The note warned, “We assess violent extremists and other criminals who have historically maintained an interest in avoiding face recognition are likely to opportunistically seize upon public safety measures recommending the wearing of face masks to hinder the effectiveness of face recognition systems in public spaces by security partners.”

The note also expresses more general concern about mask-wearing. One header reads, “Face Recognition Systems Likely to be Less Effective as Widespread Wear of Face Coverings for Public Safety Purposes Continue,”

“We assess face recognition systems used to support security operations in public spaces will be less effective while widespread public use of facemasks, including partial and full face covering, is practiced by the public to limit the spread of Covid-19.”

The debate on masking aside, thwarting facial recognition is a good thing because the federal government is aggressively pushing the expansion of its vast and increasingly intrusive facial recognition network.

THE GROWING FEDERAL PROGRAM

recent report revealed that the federal government has turned state drivers’ license photos into a giant facial recognition database, putting virtually every driver in America in a perpetual electronic police lineup. The revelations generated widespread outrage, but this story isn’t new. The federal government has been developing a massive, nationwide facial recognition system for years.

The FBI rolled out a nationwide facial-recognition program in the fall of 2014, with the goal of building a giant biometric database with pictures provided by the states and corporate friends.

In 2016, the Center on Privacy and Technology at Georgetown Law released “The Perpetual Lineup,” a massive report on law enforcement use of facial recognition technology in the U.S. You can read the complete report at perpetuallineup.org. The organization conducted a year-long investigation and collected more than 15,000 pages of documents through more than 100 public records requests. The report paints a disturbing picture of intense cooperation between the federal government, and state and local law enforcement to develop a massive facial recognition database.

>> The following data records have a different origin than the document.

PR #10047, opened 2022-08-28
docs: fixup onResetStore docs, convert to hooks

henryqdineen:
Found a couple issues with the existing `onResetStore` docs
- `componentDidUnmount` doesn't exists (`componentWillUnmount` does though)
- `this.state.reset` is always `false` and wasn't correctly being set
- It references the old `@apollo/react-hoc` module from `react-apollo`, which has not been mentioned if reading the docs in order

For this PR I also migrated to hooks since the HOCs are deprecate. Let me know if you would prefer it to be fixed up but still use the HOC. Thanks!

### DIFF
--- a/docs/source/caching/advanced-topics.mdx
+++ b/docs/source/caching/advanced-topics.mdx
@@ -88,13 +88,13 @@ The `client.onResetStore` method's return value is a function you can call to un
 import { useApolloClient } from '@apollo/client';
 
 function Foo (){
-  const [reset, setReset] = useState(false);
+  const [reset, setReset] = useState(0);
   const client = useApolloClient();
 
   useEffect(() => {
-    const unsubscribe = client.onResetStore(() => {
-      setReset(true)
-    });
+    const unsubscribe = client.onResetStore(() => 
+      new Promise(()=>setReset(reset + 1))
+    );
 
     return () => {
       unsubscribe();
--- a/docs/source/caching/advanced-topics.mdx
+++ b/docs/source/caching/advanced-topics.mdx
@@ -84,26 +84,27 @@ You can also call `client.onResetStore` from your React components. This can be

“Face recognition is a powerful technology that requires strict oversight. But those controls, by and large, don’t exist today,” report co-author Clare Garvie said. “With only a few exceptions, there are no laws governing police use of the technology, no standards ensuring its accuracy, and no systems checking for bias. It’s a wild west.”

There are many technical and legal problems with facial recognition, including significant concerns about the accuracy of the technology, particularly when reading the facial features of minority populations. During a test run by the ACLU of Northern California, facial recognition misidentified 26 members of the California legislature as people in a database of arrest photos.

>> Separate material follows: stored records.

PR #10051, opened 2022-08-29
MissingFieldError once again extends Error

MrDoomBringer:
Based on the original PR here - https://github.com/apollographql/apollo-client/pull/9126 (Thanks @matthargett!) 

Opening this to address some changes that were requested in the above PR but never got picked up by the original author.
Assuming the original review by @benjamn still stands, this should be good to go :-)

**From previous discussion:**
Some crash reporting services were not categorizing the `MissingFieldError` with other custom errors because it does not extend from the base `Error` class. This was an intentional performance fix in https://github.com/apollographql/apollo-client/pull/8734, but because that PR also ended up batching huge arrays of `MissingFieldError`s into a single `MissingFieldError`, the overhead from the super() call to Error was no longer a huge issue - so we're reverting that change here.

### Checklist:

### DIFF
--- a/package.json
+++ b/package.json
@@ -57,7 +57,7 @@
     {
       "name": "apollo-client",
       "path": "./dist/apollo-client.min.cjs",
-      "maxSize": "29.6kB"
+      "maxSize": "29.62kB"
     }
   ],
   "engines": {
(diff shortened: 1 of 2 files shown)


matthargett:
Totally fell off my GitHub alerts radar, thanks for picking it back up! cc @dustinsgoodman

jpvajda (approved):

With facial recognition technology, police and other government officials have the capability to track individuals in real-time. These systems allow law enforcement agents to use video cameras and continually scan everybody who walks by. According to the report, several major police departments have expressed an interest in this type of real-time tracking. Documents revealed agencies in at least five major cities, including Los Angeles, either claimed to run real-time face recognition off of street cameras, bought technology with the capability, or expressed written interest in buying it.

In all likelihood, the federal government heavily involves itself in helping state and local agencies obtain this technology. The feds provide grant money to local law enforcement agencies for a vast array of surveillance gear, including ALPRs, stingray devices and drones. The federal government essentially encourages and funds a giant nationwide surveillance net and then taps into the information via fusion centers and the Information Sharing Environment (ISE).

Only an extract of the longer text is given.